Recommendations for Future Research

Compelling empirical evidence exists to support the use of AAC interventions to improve communicative competence, though little is known about their real-world effect on the lives of children and their families. We also know from research that successful transitions for young adults with complex communication needs require careful preparation and consideration of a safe living environment, participation in meaningful activities, access to important services, and support for the development of close relationships. However, we have much to learn because significant gaps remain in our understanding of the meaningful functional impact of AAC interventions on everyday participation, social inclusion, and life qualities of young people and their families.

Contemporary conceptualizations of functioning, disability, and health inform our thinking about how and what combination of AAC devices, instructions, training, and other interventions may yield optimal outcomes and positively influence the lives of children. New discoveries and understandings of the etiologies of prevalent childhood disabilities such as cerebral palsy and autism spectrum disorders are dispelling putative beliefs and providing exciting new avenues using evidence-based approaches that may influence the long-term developmental trajectories of children and youth with complex communication needs. For example, see the development of functional communication in children with cerebral palsy (CitationVos et al., 2014) and advances in evidence-based practice in autism (CitationAnagnostou et al., 2014).

Given the scarcity of resources for research in AAC outcomes for children, it is crucial that both knowledge users and researchers converge on a common agenda for research to generate and translate new knowledge into everyday practice. Doing so will lead to novel findings that will advance our collective understanding and provide important new clues for AAC interventions to optimize the well-being and life qualities of children with complex communication needs.

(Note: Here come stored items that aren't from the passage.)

PR #391, opened 2020-03-23
[WIP] Exchange wflow

ncfrey:
## Summary
@utf 

The exchange wflow is an extension to the magnetism wflow that enables calculation of exchange parameters and critical temperatures in magnetic materials. 

* Map pre-computed magnetic orderings to a classical Heisenberg model and solve for exchange parameters to any desired order (nearest neighbor, next-nearest neighbor, etc.).
* Estimate an effective J parameter and mean field Tc from only the lowest energy FM and AFM orderings.
* Parse outputs and interface with VAMPIRE package to do Monte Carlo simulations of Tc.

## TODO (if any)

* The static calculation step should be noncollinear, with magnetic moments constrained along some axis and with magnitudes fixed at the values from the ground state ordering. 
* More computationally demanding and accurate methods for computing exchange should be included (e.g. RPA, magnetic force theorem, etc.)


atomate/vasp/firetasks/exchange_tasks.py
```diff
@@ -0,0 +1,458 @@
...
+            summaries.append(summary)
+
+        mmdb.collection = mmdb.db["magnetic_orderings"]
+        mmdb.collection.insert(summaries)
+
+        logger.info("Magnetic orderings calculation complete.")
+
+
+@explicit_serialize
+class HeisenbergModelMapping(FiretaskBase):
```
utf: So this class seems to do two things at once. It computes the the exchange parameters AND adds the model to the database.

If the mapping is trivial then I think it would be best to just treat this is a ToDb FireTask (and rename it accordingly). If the mapping can take a considerable amount of time, say > 10 mins then maybe this could be broken up into two tasks. One to do the mapping and writing the mapping to a file, and other to add the data to the database.

atomate/vasp/firetasks/exchange_tasks.py
```diff
@@ -0,0 +1,458 @@
...
+
+    """
+
+    required_params = ["db_file", "exchange_wf_uuid", "parent_structure", "avg"]
+    optional_params = []
+
+    def run_task(self, fw_spec):
+
+        db_file = env_chk(self["db_file"], fw_spec)
+        wf_uuid = self["exchange_wf_uuid"]
```
utf: In keeping with the magnetism workflow, can you rename this parameter in all of your firetasks to just wf_uuid...

atomate/vasp/firetasks/exchange_tasks.py
```diff
@@ -0,0 +1,458 @@
...
+        parent_structure (Structure): Structure object.
+        avg (bool): <J> exchange param only.
+
+    TODO:
+        * More robust convergence check
+
+    """
+
+    required_params = ["db_file", "exchange_wf_uuid", "parent_structure", "avg"]
+    optional_params = []
```
utf: You can remove this line.

atomate/vasp/firetasks/exchange_tasks.py
```diff
@@ -0,0 +1,458 @@
...
+class VampireMC(FiretaskBase):
+    """
+    If there is a suitable Heisenberg model, run Monte Carlo to compute the critical temperature.
+
+    Args:
+        db_file (str): path to file containing the database credentials.
+        exchange_wf_uuid (int): Unique id for record keeping.
+        parent_structure (Structure): Structure object with magmoms.
+        mc_settings (dict): A configuration dict for monte carlo.
+        avg (bool): Only <J> exchange param.
```
utf: Rename this to `average`

atomate/vasp/firetasks/exchange_tasks.py
```diff
@@ -0,0 +1,458 @@
...
+                hmodel = None
+
+        # Update FW spec with converged hmodel or None
+        update_spec = {"converged_heisenberg_model": hmodel}
+
+        return FWAction(update_spec=update_spec)
+
+
+@explicit_serialize
+class VampireMC(FiretaskBase):
```
utf: Again, if this is likely to take some time, can we break up the running and ToDb steps.

atomate/vasp/firetasks/exchange_tasks.py
```diff
@@ -0,0 +1,458 @@
...
+        if fw_spec.get("tags", None):
+            task_doc["tags"] = fw_spec["tags"]
+
+        # Vampire monte carlo settings
+        mc_box_size = mc_settings["mc_box_size"]
+        equil_timesteps = mc_settings["equil_timesteps"]
+        mc_timesteps = mc_settings["mc_timesteps"]
+
+        # Get a converged Heisenberg model if one was found
+        # if fw_spec["converged_heisenberg_model"]:
```
utf: Is there a reason why you don't use this approach?

atomate/vasp/fireworks/exchange.py
```diff
@@ -0,0 +1,157 @@
...
+    ):
+        """
+        Takes a set of low-energy magnetic orderings and energies and maps them to a Heisenberg Model to compute exchange params.
+
+        Args:
+            exchange_wf_uuid (int): Unique id for record keeping.
+            parent_structure (Structure): Magnetic ground state.
+            parents (FireWorks): Parent FWs.
+            db_file (str): Path to file containing db credentials.
+            heisenberg_settings (dict): A config dict for Heisenberg model mapping.
```
utf: Can you add more detail here with the supported options.

atomate/vasp/fireworks/exchange.py
```diff
@@ -0,0 +1,157 @@
...
+class VampireCallerFW(Firework):
+    def __init__(
+        self,
+        exchange_wf_uuid,
+        parent_structure,
+        parents,
+        db_file=DB_FILE,
+        mc_settings=None,
+        name="vampire caller",
+        c=None,
```
utf: Again, remove.

atomate/vasp/fireworks/exchange.py
```diff
@@ -0,0 +1,157 @@
...
+        avg=True,
```
utf: Please rename to average throughout. We prefer explicit variable names where possible.

atomate/vasp/workflows/base/exchange.py
```diff
@@ -0,0 +1,353 @@
...
+        db_file=DB_FILE,
+        name="Exchange WF",
+    ):
+        """Workflow for computing exchange parameters.
+
+        This workflow takes a set of magnetic orderings and their energies from MagneticOrderingsWF and runs static calculations of magnetic orderings in the ground state geometry. The static orderings/energies are then fit to a classical Heisenberg Hamiltonian to compute exchange parameters. The critical temperature can then be calculated with Monte Carlo.
+
+        Optionally, only the lowest energy FM and AFM configurations can be used to compute the average exchange interaction, <J>, without any static calculations.
+
+        Args:
```
utf: Please add all args and kwargs to the docstring.

atomate/vasp/workflows/base/exchange.py
```diff
@@ -0,0 +1,353 @@
...
+                        name=name + "static",
+                    )
+                )
+
+                analysis_parents.append(static_fws[-1])
+
+            # Magnetic ordering analysis that generates 'magnetic_orderings'
+            # collection
+            fw_analysis = Firework(
+                ExchangeToDB(
```
utf: What is the reason for using this versus MagneticOrderingsToDB?

atomate/vasp/workflows/base/exchange.py
```diff
@@ -0,0 +1,353 @@
...
+__email__ = "ncfrey@lbl.gov"
+__status__ = "Development"
+__date__ = "July 2019"
+__version__ = 0.1
+
+
+class ExchangeWF:
+    def __init__(
+        self,
+        magnetic_structures,
```
utf: Can you add a check in the init that all structures have magnetism information and if not raise an error.

atomate/vasp/workflows/base/exchange.py
```diff
@@ -0,0 +1,353 @@
...
+
+__author__ = "Nathan C. Frey"
+__maintainer__ = "Nathan C. Frey"
+__email__ = "ncfrey@lbl.gov"
+__status__ = "Development"
+__date__ = "July 2019"
+__version__ = 0.1
+
+
+class ExchangeWF:
```
utf: It seems like this overlaps considerably with `MagneticOrderingsWF`. Could this be simplified by adding an option to only perform static calculations in `MagneticOrderingsWF` and then use that internally to generate the most of the fireworks when `static=True`.

@mkhorton  I don't know if you have any thoughts on this?

ncfrey:
> Hi @ncfrey. Thanks for submitting this pull request. It looks in pretty good shape!
> 
> I've made some initial comments and suggestions. Please let me know if any of my comments aren't clear.

Awesome, thanks very much, Alex! I will get started on addressing these comments.

atomate/vasp/firetasks/exchange_tasks.py
```diff
@@ -0,0 +1,458 @@
...
+
+
+@explicit_serialize
+class ExchangeToDB(FiretaskBase):
+    """
+    Used to aggregate tasks docs from magnetic ordering workflow.
+
+    Args:
+        db_file (str): path to the db file that holds your tasks
+        collection and that you want to hold the magnetic_orderings
```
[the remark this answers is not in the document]
ncfrey: Sorry about that, fixed now!

atomate/vasp/firetasks/exchange_tasks.py
```diff
@@ -0,0 +1,458 @@
...
+        used to make it easier to retrieve task docs
+        parent_structure: Structure of parent crystal (not magnetically
+        ordered)
+    """
+
+    required_params = [
+        "db_file",
+        "wf_uuid",
+        "parent_structure",
+        "perform_bader",
```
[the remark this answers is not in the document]
ncfrey: Added docstrings

atomate/vasp/firetasks/exchange_tasks.py
```diff
@@ -0,0 +1,458 @@
...
+        "scan",
+    ]
+    optional_params = ["origins", "input_index"]
+
+    def run_task(self, fw_spec):
+
+        uuid = self["wf_uuid"]
+        db_file = env_chk(self.get("db_file"), fw_spec)
+        to_db = self.get("to_db", True)
```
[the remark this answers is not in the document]
ncfrey: Yes, fixed

atomate/vasp/firetasks/exchange_tasks.py
```diff
@@ -0,0 +1,458 @@
...
+from pymatgen.command_line.vampire_caller import VampireCaller
+
+__author__ = "Nathan C. Frey"
+__email__ = "ncfrey@lbl.gov"
+
+logger = get_logger(__name__)
+
+
+@explicit_serialize
+class ExchangeToDB(FiretaskBase):
```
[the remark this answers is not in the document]
ncfrey: Yes haha, I think the original plan was to add some additional info but that wasn't necessary and I never changed it. I'll get rid of it and switch to `MagneticOrderingsToDB`.

atomate/vasp/firetasks/exchange_tasks.py
ncfrey: The timing for the mapping is highly variable so I'll split it into two tasks.

atomate/vasp/firetasks/exchange_tasks.py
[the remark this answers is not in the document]
utf: Ok! In that case, I think it would be useful to have the ability to distinguish magnetic orderings calculated with relaxations vs at a fixed geometry. Could you:

1. Implement the formatting and docstring changes I mentioned above to the `MagneticOrderingsToDB` firetask.
2. Add an option to `MagneticOrderingsToDb` called `additional_fields` which just gets added to the task doc. This is a common pattern in atomate, for example you can copy the implementation of `BoltztrapToDb`.
3. Make your workflow submit additional data indicating that the structure was not relaxed before hand. How you handle I don't have any opinions about.

That way we can easily filter out magnetic structures from the exchange workflow vs magnetism workflow.

@mkhorton Does that sound reasonable to you?

atomate/vasp/firetasks/exchange_tasks.py
utf: Ok great. Similar to the `BoltztrapToDb` firetask, you can just presume you are in the correct folder with the mapping written to a json file.

atomate/vasp/firetasks/exchange_tasks.py
ncfrey: Yes, I'll split them up.

atomate/vasp/firetasks/exchange_tasks.py
ncfrey: At the moment, because of the issues with the input static calculations, this sort of convergence testing is really not very informative or useful. I think with constrained magnetic moments it will be worth doing.

atomate/vasp/fireworks/exchange.py
ncfrey: Done!

atomate/vasp/workflows/base/exchange.py
ncfrey: Yes, major overlap. The `MagneticOrderingsWF` could be modified to offer a static-only option, and also a "static-only with constrained noncollinear moments" option.

utf: Ok. If it's not too much trouble to at least add the static only option I think that would help reduce the complexity of this pull request a lot.

atomate/vasp/firetasks/exchange_tasks.py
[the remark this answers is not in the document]
ncfrey: I will go ahead and make these changes, it shouldn't be difficult and it will make it easier in the future to modify the static input step.

@utf and @mkhorton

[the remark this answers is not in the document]
mkhorton: I'm on board with this, have been chatting with @ncfrey about our options offline, `MagneticOrderingsToDb` will need to be updated a little but otherwise it should be fine

atomate/vasp/firetasks/exchange_tasks.py
ncfrey: Done! 👍

atomate/vasp/workflows/base/exchange.py
utf: Hi @ncfrey. I'm a bit confused about what's happened to this workflow, it seems like you remove the static option?

ncfrey: Hi @utf, after discussing with @mkhorton it seemed like it would be easiest to kind of partition all magnetic ordering calculations into the `MagneticOrderingsWF`, so I moved the static only option there. 

We are going to discuss how that can be extended/modified to include the more robust options I've mentioned.

My idea was that now the `ExchangeWF` is totally agnostic to how the magnetic structures and energies are generated, which was a goal I had at the beginning. Let me know if anything is unclear.

utf: That makes sense! Thanks for clearing that up.

atomate/vasp/firetasks/exchange.py
```diff
@@ -0,0 +1,352 @@
...
+        tol (float): distance tolerance for similar bonds.
+        average (bool): <J> only or full NN, NNN HeisenbergModel.
+
+    """
+
+    required_params = [
+        "db_file",
+        "wf_uuid",
+        "parent_structure",
+        "cutoff",
```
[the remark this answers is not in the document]
ncfrey: Yeah, I can grab those from the model instance 👍 I'll change that.

atomate/vasp/firetasks/exchange.py
```diff
@@ -0,0 +1,352 @@
...
+    ]
+
+    # If only doing <J>, give the original structure/energy inputs
+    optional_params = ["structures", "energies"]
+
+    def run_task(self, fw_spec):
+
+        db_file = env_chk(self["db_file"], fw_spec)
+        wf_uuid = self["wf_uuid"]
+        formula = self["parent_structure"].formula
```
utf: It seems formula and formula_pretty are never used in this Firetask and parent structure is only required to get the formulas.

Can you remove these lines and also remove parent_structure as a required param.

atomate/vasp/firetasks/exchange.py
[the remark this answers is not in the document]
utf: Ok great.  It also seems like the average parameter isn't required by the firetask any more.

atomate/vasp/firetasks/exchange.py
```diff
@@ -0,0 +1,352 @@
...
+
+    If not, it doesn't make sense to do Monte Carlo and the system is either
+    1) not well described by the Heisenberg Model (perhaps the magnetic
+    moments are not localized) or 2) not correctly captured by the provided
+    low-energy magnetic orderings.
+
+    Args:
+        db_file (str): path to file containing the database credentials.
+        wf_uuid (int): Unique id for record keeping.
+        parent_structure (Structure): Structure object.
```
utf: Can you double check whether parent_structure is actually required. Again, it seems like it is only used for formula_pretty which itself isn't used anywhere else.

If you do need the parent structure, can you get it from the database without requiring it as a parameter.

atomate/vasp/firetasks/exchange.py
```diff
@@ -0,0 +1,352 @@
...
+@explicit_serialize
+class VampireMC(FiretaskBase):
+    """
+    If there is a suitable Heisenberg model, run Monte Carlo to compute the
+    critical temperature.
+
+    Args:
+        db_file (str): path to file containing the database credentials.
+        wf_uuid (int): Unique id for record keeping.
+        parent_structure (Structure): Structure object with magmoms.
```
utf: Similar comment on parent_structure here.

atomate/vasp/firetasks/exchange.py
```diff
@@ -0,0 +1,352 @@
...
+        "db_file",
+        "wf_uuid",
+        "parent_structure",
+    ]
+
+    def run_task(self, fw_spec):
+
+        db_file = env_chk(self["db_file"], fw_spec)
+        wf_uuid = self["wf_uuid"]
+        formula_pretty = self["parent_structure"].composition.reduced_formula
```
utf: And here... Can this not just be taken from the database.

atomate/vasp/firetasks/exchange.py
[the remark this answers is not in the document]
ncfrey: I cleaned that up but kept "cutoff" since it's used to distinguish between different .json models.

atomate/vasp/firetasks/exchange.py
ncfrey: Yep same thing, the model is being grabbed from the db and parent structure isn't needed. I'll take that out where it isn't needed.

atomate/vasp/firetasks/exchange.py
```diff
@@ -0,0 +1,336 @@
...
+@explicit_serialize
+class VampireMC(FiretaskBase):
+    """
+    If there is a suitable Heisenberg model, run Monte Carlo to compute the
+    critical temperature.
+
+    Args:
+        db_file (str): path to file containing the database credentials.
+        wf_uuid (int): Unique id for record keeping.
+        mc_settings (dict): A configuration dict for monte carlo.
```
utf: Can you point to where the users can find the valid options. I.e., say something like. See pymatgen.x.y.VampireCaller for supported options.

utf: Also can this be an optional argument? See comment below.

atomate/vasp/firetasks/exchange.py
```diff
@@ -0,0 +1,336 @@
...
+        mc_box_size = mc_settings["mc_box_size"]
+        equil_timesteps = mc_settings["equil_timesteps"]
+        mc_timesteps = mc_settings["mc_timesteps"]
+
+        # Get a converged Heisenberg model if one was found
+        # if fw_spec["converged_heisenberg_model"]:
+        #     hmodel = HeisenbergModel.from_dict(fw_spec["converged_heisenberg_model"])
+
+        vc = VampireCaller(
+            mc_box_size=mc_box_size,
```
utf: Rather than expanding the mc_settings above, can you just do:

```python
vc = VampireCaller(
    hm=hmodel,
    avg=average,
    **mc_settings
)
```

That way if a user doesn't include one of the options, the VampireCaller will fall through back on the default settings.

Secondly, if you make `mc_settings` optional with a default value of an empty dict (`mc_settings = self.get("mc_settings, {})`)  this will again nicely support falling back on the default arguments.

atomate/vasp/firetasks/exchange.py
```diff
@@ -0,0 +1,336 @@
...
+    ]
+
+    def run_task(self, fw_spec):
+
+        db_file = env_chk(self["db_file"], fw_spec)
+        wf_uuid = self["wf_uuid"]
+
+        name = "heisenberg_model_" + str(self["cutoff"])
+        hmodel = loadfn(name + ".json")
+        #hmodel = HeisenbergModel.from_dict(hmodel_dict)
```
utf: The loadfn should be the best way to do this. You can probably remove this commented line.

atomate/vasp/fireworks/exchange.py
```diff
@@ -0,0 +1,181 @@
...
+            mc_box_size (float): MC simulation box size in nm.
+            equil_timesteps (int): Number of MC equilibration moves.
+            mc_timesteps (int): Number of MC moves for averaging.
+
+        Args:
+            wf_uuid (int): Unique id for record keeping.
+            parent_structure (Structure): Magnetic ground state.
+            parents (FireWorks): Parent FWs.
+            db_file (str): Path to file containing db credentials.
+            mc_settings (dict): A configuration dict for monte carlo.
```
utf: I guess the type hinting for this should be `Optional[dict]`. And again, having this as option fits nicely in with the above!

atomate/vasp/workflows/base/exchange.py
```diff
@@ -0,0 +1,183 @@
...
+            parent_structure=self.structures[0],
+            db_file=c["DB_FILE"],
+            heisenberg_settings=c["heisenberg_settings"],
+            parents=None,
+            structures=self.structures,
+            energies=self.energies,
+        )
+
+        # Vampire Monte Carlo
+        mc_settings = {
```
utf: These are the same as the `VampireCaller` defaults. Currently this results in duplication of settings. Ideally if you change the default VampireCaller defaults to make them better, you'd then have to change them in atomate too. If you follow the above by making this an optional argument and then don't set it, we can use the Pymatgen defaults for free.

ncfrey:
> Hi @ncfrey
> 
> This is looking great and I think it's almost there.
> 
> What are your thoughts on adding a present workflow that automatically does the magnetism workflow and then feeds the results into your exchange workflow?

That sounds good to me. I think it might make sense to offer the option in the magnetism wflow to run exchange immediately as a follow on.

@mkhorton

utf:
> That sounds good to me. I think it might make sense to offer the option in the magnetism wflow to run exchange immediately as a follow on.

That makes sense as the exchange workflow stands. I'm worried once we start adding additional options to do constrained magnetic moments etc, the magnetism workflow might start getting a bit overloaded.

The other issue is that it somewhat goes against one of the principles of atomate, which is that the "base" workflows should be the bare minimum set of calculations needed to get a property and the "preset" workflows are fully featured workflows.

This distinction is a little fuzzy already with the magnetism workflow (there is no preset version), so I'm open to suggestions here.

ncfrey:
> > That sounds good to me. I think it might make sense to offer the option in the magnetism wflow to run exchange immediately as a follow on.
> 
> That makes sense as the exchange workflow stands. I'm worried once we start adding additional options to do constrained magnetic moments etc, the magnetism workflow might start getting a bit overloaded.
> 
> The other issue is that it somewhat goes against one of the principles of atomate, which is that the "base" workflows should be the bare minimum set of calculations needed to get a property and the "preset" workflows are fully featured workflows.
> 
> This distinction is a little fuzzy already with the magnetism workflow (there is no preset version), so I'm open to suggestions here.

Oh ok, yeah I think I see what you mean here. I'm going to talk to @mkhorton on Monday and we can discuss this. I think it would be a good idea in general to have some preset magnetism wflows anyway.

atomate/vasp/workflows/base/exchange.py
ncfrey: Sounds good, I'll do the same with the `HeisenbergMapper` defaults as those are defined in pymatgen as well.

ncfrey:
Hey @utf, after discussing with @mkhorton what we're planning to do is keep this wflow and the magnetism wflow as they are, and then Guy Moore will build a preset wflow that combines them with the appropriate settings and the constrained calculations. How does that sound?

utf:
That sounds good to me. If you wouldn't mind implementing the last few comments I had about using the pymatgen defaults, I think this should be ready to merge

atomate/vasp/firetasks/exchange.py
```diff
@@ -0,0 +1,313 @@
...
+        energies (list): Energies / atom (eV).
+
+    Optional parameters:
+        heisenberg_settings (dict): A config dict for Heisenberg model 
+            mapping, detailed above.
+
+    """
+
+    required_params = [
+        "db_file",
```
utf: It looks like `db_file` and `wf_uuid` are no longer required btw.

ncfrey: Fixed!

ncfrey:
Hey @utf, not sure if you saw the latest commit - I took care of removing unnecessary parameters and defaulting to pymatgen defaults. Let me know if there are any more changes I should make.

.pre-commit-config.yaml
```diff
@@ -0,0 +1,10 @@
+repos:
+-   repo: https://github.com/ambv/black
```
utf, line 2: Can you update this: https://github.com/psf/black

atomate/vasp/firetasks/exchange.py
```diff
@@ -0,0 +1,309 @@
...
+
+        # Get documents
+        docs = list(
+            mmdb.collection.find(
+                {"wf_meta.wf_uuid": wf_uuid}, ["heisenberg_model", "nn_cutoff"]
+            )
+        )
+
+        hmodels = [HeisenbergModel.from_dict(d["heisenberg_model"]) for d in docs]
+        hmodel = hmodels[0]  # Take the model with smallest NN cutoff
```
utf, line 256: Is this guaranteed to be the model with the smallest cutoff? Should you sort the list on cutoff size first?

atomate/vasp/workflows/tests/test_exchange_workflow.py
```diff
@@ -0,0 +1,64 @@
...
+        c["mc_settings"] = self.mc_settings
+        c["DB_FILE"] = self.db_file
+
+        wf = ExchangeWF(
+            magnetic_structures=self.structures,
+            energies=self.energies,
+            db_file=self.db_file,
+        ).get_wf(c=c)
+
+        self.assertEqual(wf.name, "Mn3Al - Exchange")
```
utf, line 60: Can you expand this into proper workflow testing. Currently the workflow is not run to check whether all fireworks/firetasks execute correctly. Once the workflow has finished you should examine the database at the end of the workflow to check that:

i) The workflow status is COMPLETED and not FIZZLED.
ii) The magnetism/exchange collections have the correct data in them.

See TestFerroelectricWorkflow for an example of how to do this (a lot of the complexity in that workflow is handling `RunFakeVasp` which you will not have in your workflow). Similar to your other tests, you can use `@requires` to avoid running the tests if vampire is not installed.

It would be good to get vampire installed on the testing environment. Is it available on conda?

.pre-commit-config.yaml
utf: Also, can you run all your new files through black once you're finished with the rest of the comments.

ncfrey: No problem! I will get started on finishing up the wflow test.

atomate/vasp/workflows/tests/test_exchange_workflow.py
ncfrey: Unfortunately, I don't think it's available through conda. The build procedure is pretty simple though, and the C++ code is here: https://github.com/richard-evans/vampire

ncfrey:
@utf I added a real wflow test, following the format in TestFerroelectricWorkflow, that checks for correct data in the exchange collection and verifies that all the FWs are COMPLETED. I'm not sure if there's an easy way to add vampire to the testing environment, but let me know if there's anything I can do to help or any changes I should make to the tests.

utf:
Thanks for adding the test so quickly. It should be very easy to get vampire installed on circleCI. Can you add below this line https://github.com/hackingmaterials/atomate/blob/c00845908729740b5b55af9b54de94097b5899a6/.circleci/config.yml#L21

and below this line: 
https://github.com/hackingmaterials/atomate/blob/c00845908729740b5b55af9b54de94097b5899a6/.circleci/config.yml#L51

These lines:
```
wget https://vampire.york.ac.uk/resources/release-5/vampire-5.0-linux.tar.gz
tar -zxvf vampire-5.0-linux.tar.gz; cd linux; ./install.sh; cd ..
```

And then hopefully vampire tests will now run.

.circleci/config.yml
```diff
@@ -19,6 +19,9 @@ jobs:
             # conda install --quiet --yes -c clinicalgraphics vtk
             conda install --quiet --yes -c conda-forge python-igraph
             conda update --quiet --all
+            wget https://vampire.york.ac.uk/resources/release-5/vampire-5.0-linux.tar.gz
+            tar -zxvf vampire-5.0-linux.tar.gz
+            export PATH=/root/linux/:$PATH
```
utf, line 24: Sorry about this, this line should be:

```
export PATH=/root/atomate/linux/:$PATH
```

.circleci/config.yml
```diff
@@ -49,6 +52,9 @@ jobs:
...
```
utf, line 57: And so should this line:

```
export PATH=/root/atomate/linux/:$PATH
```

utf:
So the vampire tests now run!

They are flagging an error here:

```
self = <atomate.vasp.workflows.tests.test_exchange_workflow.TestExchangeWF testMethod=test_workflow>

    @unittest.skipIf(not vampire_present, "vampire not present")
    def test_workflow(self):
        wf = self._get_simulated_wflow()
    
        self.assertEqual(wf.name, "Mn3Al - Exchange")
    
        # Heisenberg + VampireMC = 2
        self.assertEqual(len(wf.fws), 2)
    
        fw_ids = self.lp.add_wf(wf)
        rapidfire(self.lp, fworker=FWorker(env={"db_file": self.db_file}))
    
        # Exchange collection
        # mmdb = VaspCalcDb.from_db_file(self.db_file, admin=True)
        # mmdb.collection = mmdb.db["exchange"]
        exchange_collection = self.get_task_database().exchange
    
        # Check Heisenberg model mapping
        d = exchange_collection.find_one({"task_name": "heisenberg model"})
>       self._check_run(d, "heisenberg model")

../../vasp/workflows/tests/test_exchange_workflow.py:78: 
_ _ _ _ _ _ _ _ _ _ _ _ _ _ _ _ _ _ _ _ _ _ _ _ _ _ _ _ _ _ _ _ _ _ _ _ _ _ _ _ 

self = <atomate.vasp.workflows.tests.test_exchange_workflow.TestExchangeWF testMethod=test_workflow>
d = None, task_name = 'heisenberg model'

    def _check_run(self, d, task_name):
        if task_name == "heisenberg model":
>           self.assertEqual(d["nn_cutoff"], 3.0)
E           TypeError: 'NoneType' object is not subscriptable

../../vasp/workflows/tests/test_exchange_workflow.py:93: TypeError
```

ncfrey:
Good news that they are running! Hm, I'm not seeing that error when I run the tests locally. It looks like it's failing to grab the task doc from the `exchange` collection. Is there a reason why
`exchange_collection = self.get_task_database().exchange` would work locally but not in CI?

utf:
I don't think that is the issue.

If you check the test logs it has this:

The novel research planning process described earlier was designed to identify important research priorities and develop clinically relevant questions informed by research evidence and advice from parents and young adults who use AAC. We showed that knowledge users could be meaningfully engaged in the development of research questions using a framework specifically developed for the AAC field. The event yielded recommendations for research and development priorities that extend from the early development of language, communication, and literacy skills in very young children with complex communication needs to novel but unproven strategies that may advance outcomes in transitioning to adulthood.

Our hope is that sharing this research process and repository of research priorities and questions will be a catalyst for their adoption and the development of other relevant research questions. If answered, this work will ultimately lead to meaningful and impactful changes in the lives of children, youth, and young adults with complex communication needs.

Acknowledgements

We are grateful for the advice offered by parents and young users who use AAC in preparation for the research planning workshop. We are especially thankful to the knowledge users and invited researchers who invested their time and actively participated in workshop deliberations. In particular, we wish to acknowledge the contributions of facilitators who skillfully led discussions during their small group deliberations and managed the complex flow of innovative thinking.

Declaration of interest: The authors report no conflicts of interest. The authors alone are responsible for the content and writing of the paper.

This research was supported by funding from a planning grant from the Canadian Institutes of Health Research, and the Centre for Leadership in Participation & Inclusion and Bloorview Research Institute at Holland Bloorview Kids Rehabilitation Hospital.

Notes

Notes

1. InterAACt and Dynavox are products of Tobii Technology AB, Danderyd, Sweden.

2. iPad is a registered trademark and product of Apple Computers Inc., Cupertino, CA.